How to treat Honey Bee Queens?
A beehive without queen is as useless as a car without its engine. You can derive no benefit from them both. An ideal beehive is having a matured and energetic virgin queen that can lay more eggs to make the hive populous. The honey yield of a hive is often determined by the population of the hive. The more workers the hive has, the more its yield will be. A healthy and young honey bee queen lays more eggs than the old ones, thus giving more privilege to the hive’s population. These social bees, living in colonies play different roles and among them, the most important one is of the queen. She maintains the hive’s population by laying about 1500 eggs a day.
Queen Role
The role of queen bees is often assumed to be the ruler of the bee comb. But the system of a hive is more than a democratic. The major tasks are done through voting as is swarming or other functions. The daily chores are performed and assigned using chemical signals that are instinctively produced in the hive. The honey queen has to do nothing with such tasks or assignments performed in the hive. The worker bees die after two or three weeks and the drones soon after mating. But a queen lives long, she has a life span of average two to three years in which she lays eggs perfectly for the first two years and in the third year her ability to lay eggs gets reducing. And during this span of two to three years, she approximately lays 2000 eggs per day thus multiplying the population of his comb.
Life Circle
The queen lives sometimes up to five years but her productivity gets affected largely. When this happens the worker bees maneuver to get their new queen by feeding royal jelly to the larva. As soon as the new queen is ready to replace the old one, workers kill their queen by stinging her. Though callous, all this is done for the smoothness of the hive. To protect the hive from swarming, you have to keep a close eye on the queen cells forming in the beehive. If the queen’s production is affected, workers themselves work to replace her and make some queen cells out of the hive. If these cells are random, they are preparing to replace the queen that is a good omen. But if these cells are in abundance inside and outside the hive, you have to get alert as it is a clear sign of the swarming of the bees. In such cases, if the bees swarm the population of the hive gets half and you have to wait a whole season to get the hive populous. To avoid such cases, keep a keen look at the beehive and check randomly if the baby cells are filled properly with eggs that will manifest the proper functioning of the mother queen.
Worker Bees
The workers when feeding the cells to e a queen feed more than one cell; this makes them viable to choose the best for their honeycomb. The cells that are fed to be the queen have to fight for their survival. If one queen hatch earlier from others, she is supposed to kill the rest unhatched eggs by stinging them; or if two queens hatch at the same time, they have to fight till death to determine the next queen of the hive.

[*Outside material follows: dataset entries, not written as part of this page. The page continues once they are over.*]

PR #327, opened 2020-11-30
Ensure objectWillChange.send() is called from the main thread.

mycroftcanner:
> stephencelis > We try to note this in the README's FAQ, but TCA does not have an opinion on threading, and does no work to run on the main thread. The fact that it typically runs on the main thread in SwiftUI applications is due to the fact that most SwiftUI actions are sent on the main thread. If you want to run TCA on a background queue, you need to send actions to the store on that queue, and your reducer must receive effects on that queue.

If we are sending actions to the store from a background queue and receiving effects on that queue, we must also ensure that objectWillChange.send() will always be called from the main thread. 

>Publishing changes from background threads is not allowed.

### DIFF
--- a/Sources/ComposableArchitecture/ViewStore.swift
+++ b/Sources/ComposableArchitecture/ViewStore.swift
@@ -68,7 +68,9 @@ public final class ViewStore<State, Action>: ObservableObject {
   /// The current state.
   public private(set) var state: State {
     willSet {
-      self.objectWillChange.send()
+      DispatchQueue.main.async { [weak self] in
+        self?.objectWillChange.send()
+      }
     }
   }
 


mbrandonw:
Hi @mycroftcanner, this change will have very far reaching and potentially dangerous ramifications. SwiftUI is very particular with how it gets notified of state changes, and I really have no idea how SwiftUI would handle this situation.

The best way to handle this is to make sure to always `.send` from the main thread in your UI code, and to make sure you effects always deliver on the main thread via `.receive(on:)`. This puts the responsibility on you rather than baking this notion directly into the library.

Also, it is not true that you can _never_ send actions to a store on a background thread. It's only true if you are using `ViewStore` in a SwiftUI view because updates to the `@ObservedObject` must be done on the main thread. If you are not using that then you are free to send actions on a background thread.

However, you must also be aware that the store does no synchronization whatsoever, so you must further make sure that _all_ actions are sent from the same thread. You should not send actions from multiple threads.

mycroftcanner:
>Hi @mycroftcanner, this change will have very far reaching and potentially dangerous ramifications. SwiftUI is very >particular with how it gets notified of state changes, and I really have no idea how SwiftUI would handle this situation.

I'll do some more testing but it seems that as long as objectWillChange.send() is called on the main thread, SwiftUI doesn't seem to mind.

> The best way to handle this is to make sure to always .send from the main thread in your UI code, and to make sure you effects always deliver on the main thread via .receive(on:). This puts the responsibility on you rather than baking this notion directly into the library.

I was doing just that but ran into some serious performance issues when my reducers. I have a complex hierarchy of recursive reducers driving some ASCollectionNodeController and it seems that when I navigate a few level down the hierarchy you can really feel some lag when actions are sent to the reducer while scrolling down (when you use Texture / AsyncDisplayKit you tend to notice the slightest lag as it is virtually frictionless as long as you stay away from the main thread.)

All my effects are already running in the background. Running the reducer on a background thread completely eliminated the lag. I'll create a sample project if you want to take a look.

> Also, it is not true that you can never send actions to a store on a background thread. It's only true if you are using ViewStore in a SwiftUI view because updates to the @ObservedObject must be done on the main thread. If you are not using that then you are free to send actions on a background thread. 

I didn't say you can never send actions to a store on a background thread. 

> However, you must also be aware that the store does no synchronization whatsoever, so you must further make sure that all actions are sent from the same thread. You should not send actions from multiple threads.

All my actions are sent from the same thread. It would be nice to be able to pass a queue to ViewStore.

mbrandonw:
Can you profile your code and see where the slow down is? There is a chance you are running into a performance problem with the reflection computation that case paths do. If that's the case then you may want to hand write the case paths to see if it improves performance. The reflection is many times slower than a hand-rolled case path, but the overall time is still so small that it isn't usually noticeable unless the code is being called many times.

> I didn't say you can never send actions to a store on a background thread.

Sorry, I was only commenting on this pull quote: "Publishing changes from background threads is not allowed". Not sure where that was stated, but it's not a claim we make as a universal truth. Only in the context of SwiftUI.

mycroftcanner:
> Can you profile your code and see where the slow down is? There is a chance you are running into a performance problem with the reflection computation that case paths do. If that's the case then you may want to hand write the case paths to see if it improves performance. The reflection is many times slower than a hand-rolled case path, but the overall time is still so small that it isn't usually noticeable unless the code is being called many times.
> 
> > I didn't say you can never send actions to a store on a background thread.
> 
> Sorry, I was only commenting on this pull quote: "Publishing changes from background threads is not allowed". Not sure where that was stated, but it's not a claim we make as a universal truth. Only in the context of SwiftUI.

Oh the quote is from the purple Xcode warning that appear when you call objectWillChange.send from a background thread.

I'll profile the code again tomorrow. Could you please provide an example of a hand-rolled case path?

mbrandonw:
Sure thing, if you have a nested enum action like this:

```swift
enum AppAction {
  case profile(ProfileAction)
}

enum ProfileAction {
  case buttonTapped
}
```

You can typically just do `/AppAction.profile` in order to construct a `CasePath<AppAction, ProfileAction>`. However, that is using reflection stuff under the hood to figure things out. Instead you can just construct one directly:

```swift
let profileCasePath = CasePath<AppAction, ProfileAction>(
  embed: AppAction.profile,
  extract: { 
    guard case let .profile(action) = $0 else { return nil }
    return action
  }
)
```

You can also house this value as a static in the `CasePath` type:

```swift
extension CasePath where Root == AppAction, Value == ProfileAction {
  static let profile = Self(
    embed: AppAction.profile,
    extract: { 
      guard case let .profile(action) = $0 else { return nil }
      return action
    }
  )
}
```

And then in your pullbacks you can even do:

```swift
reducer.pullback(state: ..., action: .profile, environment: ...)
```

Ideally Swift would be able to write this code for us like it does for key paths, and then we could eliminate the boilerplate and get the performance benefits. However, until then it can be sometimes necessary to do these hand rolled case paths in particularly hot code paths.

mycroftcanner:
This part is easy:

```swift
extension CasePath where Root == AppAction, Value == UserCollectionAction {
  static let search = Self(
    embed: AppAction.search, extract: {
      guard case let .search(action) = $0 else { return nil }
      return action
    }
  )
}

public let appReducer = Reducer<AppState, AppAction, AppEnvironment>.combine(
  campaignsReducer.pullback(
    state: \.campaigns,
    action: /AppAction.campaigns,
    environment: \.campaigns
  ),
  settingsReducer.pullback(
    state: \.settings,
    action: /AppAction.settings,
    environment: \.settings
  ),
  Reducer.empty.itemCollection(
    state: \.search,
    action: .search,
    environment: \.search,
    itemReducer: igUserReducer,
    done: IGUserAction.done
```

However in my high order reducer, I have difficulties creating a case path using this `let profileCasePath = CasePath<AppAction, ProfileAction>([...]` construct.

```swift
public extension Reducer {
  /// Enhances a reducer with collection logic.
  func itemCollection<ItemState, ItemAction, ItemEnvironment>(
    state: WritableKeyPath<State, ItemCollectionState<ItemState, ItemAction>>,
    action: CasePath<Action, ItemCollectionAction<ItemState, ItemAction>>,
    environment: @escaping (Environment) -> ItemCollectionEnvironment<ItemState, ItemEnvironment>,
    itemReducer: Reducer<ItemState, ItemAction, ItemEnvironment>,
    done: ItemAction? = nil
  ) -> Reducer where ItemState: Equatable & Identifiable, ItemAction: Equatable {
    Reducer<
      ItemCollectionState<ItemState, ItemAction>,
      ItemCollectionAction<ItemState, ItemAction>,
      ItemCollectionEnvironment<ItemState, ItemEnvironment>
    >.combine(
      itemReducer
        .forEach(
          state: \.items,
          action: /ItemCollectionAction<ItemState, ItemAction>.item(id:action:),
          environment: { $0.item }
        ),
      .init { state, action, environment in
```

mycroftcanner:
Thanks again for your suggestions. Using hand rolled CasePath improved the performance a lot. 

We still had some issues with performance... One of the API calls we were hitting was returning 1000 results instead of the 50 we expected. We removed all the extraneous struct copies we were making and got rid of most of the bottlenecks and implemented a workaround so that we wouldn't have to create a thousand states at once.

Interestingly, having the reducer running on a background had barely any impact on the user experience even under high load. 

I'll close the PR but it would be interesting to thing what changes would be necessary to easily run TCA in the background (dealing with SwiftUI, etc.)

PR #329, opened 2020-12-03
Adding some convenient initialisers

rkreutz:
Hey there, I believe this is a rather straightforward PR.

I've added a few convenience initialisers so I could combine different Reducers for different context (actions), them being:
- `init(forAction:handler)` & `init(forActions:handler)` which will execute the Reducer's `handler` if it receives the provided action(s). It handles actions with or without (`Void`) associated values.
- `init(bindingAction:to:handler)` & `init(bindingAction:to:handler)` which will automatically set an actions associated value to a key path in the state, optionally providing a handler to further customise state and/or trigger different side effects.

I thought this would be worth sharing :)

### DIFF
--- a/Sources/ComposableArchitecture/Reducer.swift
+++ b/Sources/ComposableArchitecture/Reducer.swift
@@ -64,7 +64,7 @@ public struct Reducer<State, Action, Environment> {
   ///   - state: The current state of the reducer. This is mutable since it is an `inout` variable.
   ///   - actionResult: The associated type of the triggered action.
   ///   - environment: The environment stored in the reducer
-  init<ActionResult>(
+  public init<ActionResult>(
     forAction casePath: CasePath<Action, ActionResult>,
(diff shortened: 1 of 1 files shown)


stephencelis:
Hey @rkreutz! This one slipped by, sorry about that! 😄 Holiday season must've caught us off guard.

These are definitely fun! We have some other reducers that we'd like to bring into the core library, but think it'll be a matter of motivating them with examples and case studies.

If you have some interesting uses of these initializers we'd definitely take a PR for a case study first, and if we find folks are copying and pasting the logic into their code bases a lot we'd definitely consider moving them into the library itself!

Since you opened this PR I believe we opened the discussions tab on this repo. You might be interested in re-sharing your helpers there. Maybe with some examples that can be worked into a case study!

Okay to close this out in favor of those directions?

rkreutz:
hey @stephencelis,

yeah makes total sense, I'll open a thread on the discussion tab with these, no problem. Thanks for the clarification.

I'll close this now.

rkreutz:
https://github.com/pointfreeco/swift-composable-architecture/discussions/450

PR #332, opened 2020-12-14
Fix Reducer Docs

SteinerHannes:
Replace `struct` with `enum` for actions


stephencelis (approved):
Ha good catches! Sorry for the delay 😄

PR #335, opened 2020-12-18
Store.cancelAll()

hfossli:
Related to a discussion (coming in some minutes) on Swift Forums

### DIFF
--- a/Sources/ComposableArchitecture/Store.swift
+++ b/Sources/ComposableArchitecture/Store.swift
@@ -6,6 +6,7 @@ import Foundation
 ///
 /// You will typically construct a single one of these at the root of your application, and then use
 /// the `scope` method to derive more focused stores that can be passed to subviews.
+
 public final class Store<State, Action> {
   var state: CurrentValueSubject<State, Never>
   var effectCancellables: [UUID: AnyCancellable] = [:]
@@ -14,7 +15,8 @@ public final class Store<State, Action> {
   private let reducer: (inout State, Action) -> Effect<Action, Never>
   private var synchronousActionsToSend: [Action] = []
   private var bufferedActions: [Action] = []
-
+  public private (set) var cancellationId: AnyHashable?
+  
   /// Initializes a store from an initial state, a reducer, and an environment.
   ///
   /// - Parameters:
@@ -31,7 +33,7 @@ public final class Store<State, Action> {
       reducer: { reducer.run(&$0, $1, environment) }
     )
   }
-
+  
   /// Scopes the store to one that exposes local state and actions.
   ///
   /// This can be useful for deriving new stores to hand to child views in an application. For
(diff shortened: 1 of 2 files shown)


hfossli:
Related to this discussion
https://forums.swift.org/t/how-can-the-composable-architecture-really-become-composable/43045/2

hfossli:
Also, have a look at
https://github.com/hfossli-agens/tca-ifletstore-effect-cancellation-demo/blob/nested-views-viewstore-cancelAll/Demo/App.swift#L79
and
https://github.com/hfossli-agens/tca-ifletstore-effect-cancellation-demo/blob/nested-views-viewstore-cancelAll/Demo/Detail.swift#L117

hfossli:
What do you think? Is this a good approach? If I write tests for this, can it be merged?

stephencelis:
Hey @hfossli! Sorry for not weighing in. Your solutions have definitely been on our radar, and we've been thinking about the problem and various solutions, but we haven't quite decided what direction to take yet. Thanks for sharing, though! We'll try to take a closer look soon.

hfossli-agens:
Thanks! That means a lot to hear :) It is definetely a tricky one. Looking forward to hear your thoughts. 🥰

ferologics:
Bump; I could really make use of something like this now. I assumed that when the state of the optional reducer is `nil` it's effects will be cancelled, but that's not the case for some reason.

stephencelis:
@hfossli :wave: We've been thinking about this problem for awhile and because we haven't had a solution we've been happy with, we've left all PRs open to think about.

Our [Concurrency Beta](https://github.com/pointfreeco/swift-composable-architecture/discussions/1186) provides one new solution, though, that we'd love your opinion on. Namely, it begins to return a task handle from `ViewStore.send`, which can be awaited and cancelled in the `View.task` modifier.

```swift
.task { await viewStore.send(.onAppear) }
```

When the view goes away, it cancels this task and all effects spun up by the associated action will be cancelled, as well.

johnrogers:
> @hfossli 👋 We've been thinking about this problem for awhile and because we haven't had a solution we've been happy with, we've left all PRs open to think about.
> 
> Our [Concurrency Beta](https://github.com/pointfreeco/swift-composable-architecture/discussions/1186) provides one new solution, though, that we'd love your opinion on. Namely, it begins to return a task handle from `ViewStore.send`, which can be awaited and cancelled in the `View.task` modifier.
> 
> ```swift
> .task { await viewStore.send(.onAppear) }
> ```
> 
> When the view goes away, it cancels this task and all effects spun up by the associated action will be cancelled, as well.

Glad to know there is a solution in the works. We are using TCA in a fairly large scale project at the moment (and loving it!) but have run into the same issues being documented here with long-living effects not being cancelled.

stephencelis:
@hfossli It's taken awhile but we've finally arrived at some cancellation helpers we're happy with, so we're going to close these related PRs out. I think we're a bit worried about `store.cancelAll()` being too blanketed, but are pretty happy with the following:

- Async cancellation via `await viewStore.send(.task).finish()`
- Cancellation tied to navigation APIs (this experiment is ongoing but we have some promising results so far)

Thanks again for taking the time to open these PRs and contribute to the conversation! If you have anything you'd like to discuss about our solutions, we'd love to hear about it. Please start a GitHub discussion!

PR #336, opened 2020-12-30
Add `Scene` conformance to `WithViewStore`

MaxDesiatov:
This would allow accessing `ViewStore` instances from a `body` definition of a type conforming to `Scene`. It could be useful for conditional rendering of scenes or sending actions from scene commands. Here's an example:

```swift
import ComposableArchitecture
import SwiftUI

@main
struct CommandsApp: App {
  private let store = Store(
    initialState: RootState(),
    reducer: rootReducer,
    environment: .live(rootEnvironment)
  )

  var body: some Scene {
      WindowGroup {
        WorkspaceView()
      }.commands {
        CommandGroup(after: CommandGroupPlacement.newItem) {
          Button("Open...") {
            viewStore.send(.open)
          }.keyboardShortcut("o", modifiers: [.command])
        }
      }
    }
  }
}
```


Sources/ComposableArchitecture/SwiftUI/SceneWithViewStore.swift
```diff
@@ -0,0 +1,86 @@
+#if compiler(>=5.3)
+
+import SwiftUI
+
+/// A structure that transforms a store into an observable view store in order to compute scenes from
+/// store state.
+@available(iOS 14.0, macOS 11.0, tvOS 14.0, watchOS 7.0, *)
+public struct SceneWithViewStore<State, Action, Content>: Scene where Content: Scene {
```
stephencelis, line 8: Interesting! Definitely seems like you should be able to use a view store with a scene. We've been holding onto a view store with an app delegate, but that's definitely not ideal.

I wonder, though: do you think it's possible to reuse `WithViewStore` in both places? We could probably unconstrain the base struct and use conditional conformances. Something like:

```swift
struct WithViewStore<State, Action, Content> {
  // ... properties
  var body: Content {

  }
}

extension WithViewStore: View where Content: View { ... }
extension WithViewStore: Scene where Content: Scene { ... }
```

Wanna try and see if that's possible?

And extensions with initializers that use `@ViewBuilder` and `@SceneBuilder` accordingly. And if that works I can definitely see other SwiftUI helpers like `IfLetStore` being useful to support both protocols as well!

MaxDesiatov: Yes, it does seem to work, I've pushed that in the latest commit.

stephencelis (approved):
Looks great, thanks!

PR #358, opened 2025-09-17
Add run configuration for memray

trevor-e:
Adding a built-in way to run `memray` against our project which is a neat memory profiling tool Nico shared.


chromy (approved):
fancy! lgtm thanks!

PR #369, opened 2025-09-19
Add extra handling for iOS asset processing

NicoHinderling:
Could be potentially helpful for this sentry error: https://sentry.sentry.io/issues/6864810165/?project=4509667577233409&query=is%3Aunresolved&referrer=issue-stream


NicoHinderling:
Potentially another symlink issue - will close now learning more about it from @trevor-e

PR #370, opened 2025-09-19
Improve retries when downloading in sentry_client

chromy:
Currently:
- In the event of a retry we ended up writing an invalid file due to
  not rewinding the file before resuming writing.
- We always start the download from scratch.
- We report the wrong file size

The endpoint does not support 'Range' but we can rewind the file so
that we end up with the correct file. At the same time we increase the number
of retries and also update some of the error handling and logging.

Fixes: EME-323


chromy:
@sentry

PR #376, opened 2025-09-23
experimenting with arroyo multiprocessing

NicoHinderling:
(proof of concept - mostly to demonstrate that to do this approach, we'd want to consider extracting the required processing logic from service into a separate class so that the kafka consumer could own the processing logic and not have to pickle the `service.process_artifact` method


NicoHinderling:
implementing this via https://github.com/getsentry/launchpad/pull/392 instead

As revealed from her name, the queen is given a royal attendance. She is looked after by a group of bees who constantly escort her and do multiple duties for her. They even predigest her food as the queens aren’t given the digestive glands. They are fed predigested food, which is prepared by her attendants. A queen would die without her attendants. The queens are fragile creatures. If you find the hive insufficient for queen’s nurture or the queen cells aren’t building in or outside the bee comb after the queen’s productivity is lost, you should separate the queen cells in a separate cage. Look after them well and once they get matured, place them in the beehive. If she is able enough, she will get her crown from the precedent queen and the population or harvest of your beehive will not be affected.
Hive Care
Take much care that your hive should never be queenless. If this happens so, the hive will lose its population and the honey harvest will be affected, as the bees need a complete season to settle down in a hive. You can check the queen’s presence with the egg cells. If the hive is replete with honey but you find no new larva or egg cells it manifests that the hive has lost its queen. It’s the time to thrive for a new queen brooded inside or outside the hedge that will back up the hive’s population making it a perfect honey society.
The last thing you should always keep in mind while dealing with honey hive is taking a close look that your hive has only one queen. In normal cases, the vigorous queen kills the fragile one if they are more than one. But if both are equally strong, another apprehension gets birth and that is of swarming. In case of swarming the hive’s population reduces and the bees have to struggle a whole season to come back to its normal quantity. So, the queens are the vital figure of a beehive who isn’t emperors but they play as the nucleus of the hive. If the queen of your hive is right, your yield of honey will be perfect.